Aim of the task | Using the data below, return all lines in which "import" appears.

[Stored items]
==*==

PR #3146, opened 2026-09-02
fix: add cross-platform Cursor telemetry runner

tmeschter:
## Description

Adds a Node.js telemetry dispatcher for Cursor so the existing PowerShell hook runs on Windows and the Bash hook runs on macOS and Linux. The dispatcher preserves hook input/output and child exit status, while resolving the platform scripts relative to itself.

Since we're already dependent on `npx` to invoke Azure MCP to report the telemetry events we should be OK to take a dependency on `node` as well.

Updates both Cursor telemetry events to use the dispatcher and extends the telemetry hook tests with platform selection, failure propagation, pass-through behavior, and an installed-plugin fixture layout.

## Checklist

- [x] **If modifying skill descriptions:** verified routing correctness with integration tests (not applicable; no skill descriptions changed)

## Testing

- `npm test -- --run src/__tests__/telemetry-hooks.test.ts`
- `npm --prefix scripts run typecheck`
- `npm --prefix scripts run lint`
- `npm run build`

## Related Issues

Fixes microsoft/GitHub-Copilot-for-Azure-pr#363

### DIFF
--- a/hooks/cursor-hooks.json
+++ b/hooks/cursor-hooks.json
@@ -4,13 +4,13 @@
     "postToolUse": [
       {
         "type": "command",
-        "command": "bash ${CURSOR_PLUGIN_ROOT}/hooks/scripts/track-telemetry.sh"
+        "command": "node \"${CURSOR_PLUGIN_ROOT}/hooks/scripts/track-telemetry.js\""
       }
     ],
     "afterMCPExecution": [
       {
         "type": "command",
-        "command": "bash ${CURSOR_PLUGIN_ROOT}/hooks/scripts/track-telemetry.sh"
+        "command": "node \"${CURSOR_PLUGIN_ROOT}/hooks/scripts/track-telemetry.js\""
       }
     ]
   }
--- a/scripts/src/__tests__/telemetry-hooks.test.ts
+++ b/scripts/src/__tests__/telemetry-hooks.test.ts
@@ -1,6 +1,7 @@
 import { spawnSync } from "node:child_process";
 import {
   chmodSync,
+  cpSync,
   existsSync,
   mkdtempSync,
   mkdirSync,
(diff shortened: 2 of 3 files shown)


scripts/src/__tests__/telemetry-hooks.test.ts
```diff
@@ -61,17 +92,7 @@ function fixture(name: string): Record<string, unknown> {
...
-    ".cursor",
-    "plugins",
-    "cache",
-    "cursor-public",
-    "azure",
-    "revision",
-    "skills",
-    "azure-cost",
-  );
+  const skillRoot = join(PLUGIN_ROOT, "skills", "azure-cost");
```
JasonYeMSFT, line 95: This needs to use a different skill after this PR merges. https://github.com/microsoft/GitHub-Copilot-for-Azure/pull/3151

hooks/cursor-hooks.json
```diff
@@ -4,13 +4,13 @@
     "postToolUse": [
       {
         "type": "command",
-        "command": "bash ${CURSOR_PLUGIN_ROOT}/hooks/scripts/track-telemetry.sh"
+        "command": "node \"${CURSOR_PLUGIN_ROOT}/hooks/scripts/track-telemetry.js\""
```
JasonYeMSFT, line 7: Let's try to actively suppress error in case the client machine doesn't have node installed.

JasonYeMSFT (approved):

hooks/cursor-hooks.json
tmeschter: I'll handle that in a follow up.

tmeschter: Tracked in #3156 so we can address and test missing-Node suppression as a focused follow-up.

PR #1747, opened 2024-12-02
feat: upgrading logger

jpdeburgo:
We are making the logger compatible with Backstage's `LoggerService` and winston's `Logger` so that Roadie can be used with newer and older versions of Backstage.

We are doing this by accepting both types of loggers

All the type definitions with a logger have been changed to 
```
import { Logger } from 'winston';
import { LoggerService } from '@backstage/backend-plugin-api';
....
logger: Logger | LoggerService
....
```

Whenever it is required that a logger is from `winston` we do this 
```
import { loggerToWinstonLogger } from '@backstage/backend-common';
import { Logger } from 'winston';

....

const winstonLogger = logger instanceof Logger ? logger : loggerToWinstonLogger(logger);
createRouter({ logger: winstonLogger, config, discovery });

....
```
This way we check to see what type of logger it is and if it is a `LoggerService` type then we will change it to a `winston` `Logger`

### DIFF
--- a/.changeset/two-knives-hammer.md
+++ b/.changeset/two-knives-hammer.md
@@ -1,0 +1,13 @@
+---
+'@roadiehq/scaffolder-backend-module-http-request': minor
+'@roadiehq/scaffolder-backend-argocd': minor
+'@roadiehq/backstage-plugin-argo-cd-backend': minor
+'@roadiehq/rag-ai-backend-embeddings-openai': minor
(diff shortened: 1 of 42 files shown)


Xantier (changes requested):
Thanks, this looks good. Could you add a changeset and we'll get this released?

Xantier (approved):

==*==

Written response |
 import { spawnSync } from "node:child_process";
 import {
import { Logger } from 'winston';
import { LoggerService } from '@backstage/backend-plugin-api';
import { loggerToWinstonLogger } from '@backstage/backend-common';
import { Logger } from 'winston';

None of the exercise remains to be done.